I definitely want to be with someone who is into me. That is the biggest thing. I am done selling myself to others who just aren't aware. I've been reading Corey Wayne's videos and am really happy with the practical content so far.


----------



## bkyln309 (Feb 1, 2015)

Wow! Now, list your assets. Because when I find men this picky and single, usually its because they really are not a catch themselves. They are delusional!


----------



## pragmaster (May 7, 2014)

MEM11363 said:


> Prag,
> 
> So 'that' right there (the post below) is a habit you need to erase.
> 
> ...


Which post? Can you clarify? I have no idea what you are talking about. 

Please and thanks.


----------



## MEM2020 (Aug 23, 2009)

Prag

I quoted a post of yours. It's at the bottom of my post. That is the post I am referring to. 





pragmaster said:


> Which post? Can you clarify? I have no idea what you are talking about.
> 
> Please and thanks.


----------



## NobodySpecial (Nov 22, 2013)

MEM11363 said:


> Prag,
> 
> So 'that' right there (the post below) is a habit you need to erase.
> 
> ...


Who ARE you, and when is your book coming out?


----------



## pragmaster (May 7, 2014)

happy as a clam said:


> prag... I find this list superficial and *deplorable.*
> 
> What if you meet a perky, blue-eyed blonde (as in the Norse geneology) who is PERFECT for you? Petite (shorter than YOU -- as you have mentioned you are 5'5"), beautiful, perfect body, smart as a whip, tolerates pot and cigs (but doesn't smoke them), is INTO your pagan beliefs, no trainwreck past...
> 
> ...


Whoa whoa chill out. Lol.

If you read more of the thread you would have seen I cut out some things. My list has been refined. Lol. Yeah. 

420 friendly
Sexual attraction (I find tanned skin more attractive but obviously it's not a deal breaker) 
More quiet than loud
Wants to have kids one day
Witty and humorous
Presentable to friends and family


----------



## MEM2020 (Aug 23, 2009)

Nobody,

Life is now forcing my hand. I actually need to resume earning money - I'll start on the book in earnest by the end of this month.







NobodySpecial said:


> Who ARE you, and when is your book coming out?


----------



## NobodySpecial (Nov 22, 2013)

Female here. If I knew about your list, I would find you shallow. I notice that character is no where on the list! But long hair and dark skin are. There you have it. Honest feedback. I would walk right by you.


----------



## MarriedDude (Jun 21, 2014)

pragmaster said:


> Thank you for your feedback
> 
> What are some tips to focus on my wants to get them to manifest? I meditate and I understand exactly what you are saying. I really feel the universe resonate and we are definitely on to something here. It's easy to focus on the don't wants, but I struggle focusing on the wants without totally judging someone, specifically on a day-to-day basis.
> 
> ...



Don't dismiss any women. There is a whole wide world of them out there with thoughts just a wierd as the rest of us. Some are beautiful outside some are beautiful inside, some are both, and some -though fewer are neither. If you continue to view the world and the people in it through the lens of someone who has been hurt -you will never see clearly what is there for you. Everyone gets hurt. But to avoid any type relationship risk because there MAY be a downside -you're missing the opportunity to be surprised. It's like the lotto...you can't win if you don't play. 

I think about these things frequently. Most probably do.


----------



## NobodySpecial (Nov 22, 2013)

MEM11363 said:


> Nobody,
> 
> Life is now forcing my hand.
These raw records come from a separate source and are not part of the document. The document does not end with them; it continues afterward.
PR #378, opened 2020-04-09
Update Coffee-order tutorial README.md

championballer:
Corrected the link to the order.proto in the readme of the coffee-order tutorial


blackgnezdo:
Thanks for the fix!

PR #382, opened 2020-05-27
Optimize putVarInt

ethercrow:
Some evidence of the redundancy of `.&. 127`:
```
> quickCheck (\(x :: Word64) -> (fromIntegral (x .|. 128) :: Word8) == (fromIntegral (x .&. 127 .|. 128) :: Word8))
+++ OK, passed 100 tests.
```

### DIFF
--- a/proto-lens/src/Data/ProtoLens/Encoding/Bytes.hs
+++ b/proto-lens/src/Data/ProtoLens/Encoding/Bytes.hs
@@ -126,7 +126,7 @@ testMsb b = (b .&. 128) /= 0
 putVarInt :: Word64 -> Builder
 putVarInt n
     | n < 128 = Builder.word8 (fromIntegral n)
-    | otherwise = Builder.word8 (fromIntegral $ n .&. 127 .|. 128)
+    | otherwise = Builder.word8 (fromIntegral $ n .|. 128)
                       <> putVarInt (n `shiftR` 7)
 
 getFixed32 :: Parser Word32
--- a/proto-lens/src/Data/ProtoLens/Encoding/Bytes.hs
+++ b/proto-lens/src/Data/ProtoLens/Encoding/Bytes.hs
@@ -123,11 +123,17 @@ decodeVarIntStep n s b = n + s * fromIntegral (b .&. 127)
 testMsb :: Word8 -> Bool
 testMsb b = (b .&. 128) /= 0
 
+{-# INLINE putVarInt #-}
 putVarInt :: Word64 -> Builder
-putVarInt n
-    | n < 128 = Builder.word8 (fromIntegral n)
-    | otherwise = Builder.word8 (fromIntegral $ n .|. 128)
-                      <> putVarInt (n `shiftR` 7)
+putVarInt n | n < 128 = Builder.word8 (fromIntegral n)
+putVarInt n =
+  -- Note that the narrowing done by (fromIntegral :: Word64 -> Word8) 
+  -- effectively throws out bits higher than 8 so we don't have to do
+  -- an explicit (n .&. 127)
+  Builder.word8 (fromIntegral n .|. 128) <> go (n `shiftR` 7)
+  where
+  go x | x < 128 = Builder.word8 (fromIntegral x)
+  go x = Builder.word8 (fromIntegral x .|. 128) <> go (x `shiftR` 7)
 
 getFixed32 :: Parser Word32
 getFixed32 = getWord32le


ethercrow:
@googlebot I signed it!

blackgnezdo:
Did you by chance look at core? I'm curious if there's any change in generated code.

ethercrow:
@blackgnezdo I failed to build the project at all. Both cabal and stack complain about `unexpected ","` in proto-lens-runtime.cabal

ethercrow:
Another `putVarInt` idea is:

```
putVarInt n | n < 128 = word8 (fromIntegral n)
putVarInt n = putVarIntRecursive n
{-# INLINE putVarInt #-}

putVarIntRecursive = ... current implementation ...
```

So that GHC can optimize code like `putVarInt <some-small-constant>`, I have lots of it in https://github.com/ethercrow/lightstep-haskell/blob/master/gen/Proto/Collector.hs

But again it's pure speculation that it doesn't. I'm only assuming the lack of inlining because the function is recursive.

ethercrow:
I looked at godbolt.org with `-O2`, it shows the difference of

```
        orq $128,%rax
```

vs

```
        andl $127,%eax
        orq $128,%rax
```

judah:
Thanks @ethercrow for the patch! This change looks reasonable to me. One small request: can you please add a comment indicating that fromIntegral does the "and" operation for us? I think that would make it a little easier to compare to other implementations of the encoding.

ethercrow:
@judah Sure, I added a comment.

I also went ahead with the inlining change. Couldn't get tests to run locally, but hopefully Travis will tell me if everything's fine.

judah:
@ethercrow, for your second proposed change, I think we'll want to run more detailed analysis (actual benchmarking and looking at Core) to confirm that it's a net improvement. I'm also wondering whether `INLINABLE` would be more appropriate than `INLINE`. Maybe we should split it out into a second PR?

To benchmark the change you ought to be able to run `stack bench proto-lens-benchmarks --ghc-options=-O2`. (You'll also need to run the Setup instructions here: https://github.com/google/proto-lens#setup) Generally, running the benchmark before/after a change and comparing the results can give some useful information (although it's sometimes a little noisy due to GC, local machine fluctuations, etc.)

If that doesn't work for you, and you're interested in continuing to work on it, please let us know the exact error message you're getting and we can help diagnose it further.

ethercrow:
I got `stack test` and `stack bench` working, here are the encoding numbers:

This PR (but with INLINABLE) | This PR (with INLINE) | Master

Screen Shot 2020-05-28 at 9 59 18 PM

Apply grains of salt as needed.

judah:
Thanks for those benchmark results! It does look like we get some significant improvements on int32-packed,  (~5.8us-> ~2.0us), no-unused (57us -> 21us) and with-unused (60us -> 21us), which is expected since their encodings are particularly tag-heavy. And it seems INLINE is necessary rather than INLINABLE.

I did see int32-packed get *slower* in speed, which is a bit unexpected since we'd expect the bulk of the time to be copying the packed bytes. Possibly that was just noise though.

Once concern I have is that the INLINE causes more code to be generated and compilation time go up (for example, when varint-encoding an arbitrary int). As an experiment I hacked proto-lens-protoc to only build Proto.Google.Protobuf.Descriptor, and saw that compiling it was consistently ~16% slower: 38s at HEAD vs 44s with this change. I'm guessing this is due to the extra inlining making the generated code noticeably larger.

@blackgnezdo , any thoughts?

blackgnezdo:
Does compile time change uniformly across GHC versions? Is there a known GHC issue which could address slow compilation?

I don't want to make a trade-off between compilation speed and runtime speed for the users. I also don't like extra knobs and this one will probably be on the uglier side (CPP?).

One possible data point would be to try on the change on a bigger sample of protos. I'll try to find a willing internal volunteer to see what the impact is for us.

ethercrow:
Just my unsolicited opinion: if compilation speed is important to your organization, please contribute some developer time or sponsor some existing devs who optimize GHC in their free time. Seeing issues like https://gitlab.haskell.org/ghc/ghc/-/merge_requests/3363 I wonder how many more of such small things are waiting there just because so few people are looking for them.

ethercrow:
Is there hope for this PR?

ethercrow:
Weekly bump.

judah:
@ethercrow I apologize for the delay in reply.  Unfortunately I personally won't have much bandwidth to investigate the compilation time slowdown in the near term. Also, as I'm not at Google anymore I don't have access to their internal protos to do more thorough testing.

I think your first change (removing `.&. 127`) is uncontroversial; how about we merge that one for now? I opened #396 for that.

judah:
Incidentally, here's one idea that I had, but didn't have time to try out. Our use of `putVarInt` with constants is all in *generated* code (output from `proto-lens-protoc`). See for example:
https://github.com/google/proto-lens/blob/0ac7a36e91038ce40a9e4108f36e75960281224e/proto-lens-protoc/app/Data/ProtoLens/Compiler/Generate/Encoding.hs#L556

So instead of relying on the INLINE mechanism, we could make your proposed transformation entirely within the code generation stage. More precisely, everywhere that we currently use `putVarInt' @@ int ...` (which generates the Haskell code `putVarInt {n}`) we could replace with a function that special-cases it to generate `putWord8 {n}`. For example, somethng like:

```
putVarIntConst :: Integer -> HsExpr'
putVarIntConst n
  | n < 128 = var "putWord8" @@ int n
  | otherwise = var "putVarInt" @@ int n
```

That should have essentially no impact on compilation times, and compile down to the same code as your proposed patch.

ethercrow:
> So instead of relying on the INLINE mechanism, we could make your proposed transformation entirely within the code generation stage.

👍

PR #394, opened 2020-06-04
Support enums in type registry.

kmandelbaum:
This can be used to parse things like package.name.Enum.Type in a
context where the enum type is not known a priori.
This change to proto-lens requires re-generating modules with the updated version of proto-lens-protoc.


kmandelbaum:
@googlebot I fixed it.

PR #400, opened 2020-11-19
Support proto3 optional

### LINKED ISSUE #380: Field presence support per proto3 change
Should we do something about newly allowed `optional` fields in proto3?
https://github.com/protocolbuffers/protobuf/blob/master/docs/field_presence.md

gagern:
Fixes #380 following [instructions](https://github.com/protocolbuffers/protobuf/blob/e2cc2de/docs/implementing_proto3_presence.md) recommended in https://github.com/google/proto-lens/issues/380#issuecomment-619569960.

The main change here is to take the proto3 descriptor message but convert it to an internal representation more in line with what we'd generate for proto2. We treat the field as an `OptionalMaybeField` and drop the synthetic `oneof`. The serialization already works out of the box, since a `oneof` member is converted into an `OptionalMaybeField` as well.

For this to work, the descriptor proto needs to be updated to include the `FieldDescriptorProto.proto3_optional` field. We also need the `FEATURE_PROTO3_OPTIONAL` enum constant available so this plugin can tell `protoc` that it does support the new feature.

### DIFF
--- a/proto-lens-protoc/app/protoc-gen-haskell.hs
+++ b/proto-lens-protoc/app/protoc-gen-haskell.hs
@@ -18,6 +18,7 @@ import Data.Semigroup ((<>))
 import qualified Data.Set as Set
 import qualified Data.Text as T
 import Data.Text (Text, pack)
+import Data.Bits
 import Data.ProtoLens (defMessage, decodeMessage, encodeMessage)
 -- Force the use of the Reflected API when decoding DescriptorProto
 -- so that we can run the test suite against the Generated API.
@@ -27,6 +28,7 @@ import Lens.Family2
 import Proto.Google.Protobuf.Compiler.Plugin
     ( CodeGeneratorRequest
     , CodeGeneratorResponse
+    , CodeGeneratorResponse'Feature(..)
     )
 import Proto.Google.Protobuf.Descriptor (FileDescriptorProto)
 import System.Environment (getProgName)
@@ -63,7 +65,10 @@ makeResponse dflags prog request = let
     header f = "{- This file was auto-generated from "
                 <> (f ^. #name)
                 <> " by the " <> pack prog <> " program. -}\n"
+    features = [CodeGeneratorResponse'FEATURE_PROTO3_OPTIONAL]
     in defMessage
+           & #supportedFeatures .~
+               (foldl (.|.) zeroBits $ fmap (toEnum . fromEnum) features)
            & #file .~ [ defMessage
                             & #name .~ outputName
                             & #content .~ outputContent
--- a/proto-lens-tests/tests/proto3_optional_test.hs
+++ b/proto-lens-tests/tests/proto3_optional_test.hs
@@ -3,15 +3,28 @@
 -- Use of this source code is governed by a BSD-style
 -- license that can be found in the LICENSE file or at
 -- https://developers.google.com/open-source/licenses/bsd
+{-# LANGUAGE CPP #-}
+{-# LANGUAGE DataKinds #-}
+{-# LANGUAGE FlexibleInstances #-}
+{-# LANGUAGE MultiParamTypeClasses #-}
+{-# LANGUAGE OverloadedLabels #-}
 {-# LANGUAGE OverloadedStrings #-}
+{-# OPTIONS_GHC -Wno-orphans #-}
 module Main (main) where
 
 import Proto.TestProto3Optional
 import Proto.TestProto3Optional_Fields
+import Data.Int
 import Data.ProtoLens
-import Lens.Family2 ((&), (.~), (^.))
+import Data.ProtoLens.Encoding.Parser (Parser, runParser)
+import Data.ProtoLens.Field (HasField, fieldOf)
+import Data.ProtoLens.Labels ()
+import Data.Proxy
+import Lens.Family2 ((&), (.~), (^.), (^..))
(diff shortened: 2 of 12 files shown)


blackgnezdo:
Very cool! @judah if you have cycle you'd be the best reviewer. If not I'll do my best.

proto-lens-protoc/app/protoc-gen-haskell.hs
```diff
@@ -63,7 +65,10 @@ makeResponse dflags prog request = let
     header f = "{- This file was auto-generated from "
                 <> (f ^. #name)
                 <> " by the " <> pack prog <> " program. -}\n"
+    features = [CodeGeneratorResponse'FEATURE_PROTO3_OPTIONAL]
     in defMessage
+           & #supportedFeatures .~
+               (foldl (.|.) zeroBits $ fmap (toEnum . fromEnum) features)
```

I actually need to resume earning money - I'll start on the book in earnest by the end of this month.


You would make a wonderful therapist, but there is no money in that.


----------



## pragmaster (May 7, 2014)

MEM11363 said:


> Prag
> 
> I quoted a post of yours. It's at the bottom of my post. That is the post I am referring to.


You mean this? I don't understand what is so diminishing about it and to what group. Which part exactly? 

"That's a great idea! I can't say I have met a good role model, or one I truly aspire to. A lot of the married men I know seem to be in a kiss-ass relationship. They've been so betaized it's not even funny."

It's true. I don't have any role models to that regard and most of the married men I know are total kiss-asses or cheat on their wives. Keyword is "seem". Perception is always just that.


----------



## NobodySpecial (Nov 22, 2013)

pragmaster said:


> You mean this? I don't understand what is so diminishing about it and to what group. Which part exactly?


What I think it is is that by putting down those "betaized" married men, you are giving clues to yourself about your real confidence. And it does not tell the best story. Confident people don't put other people down.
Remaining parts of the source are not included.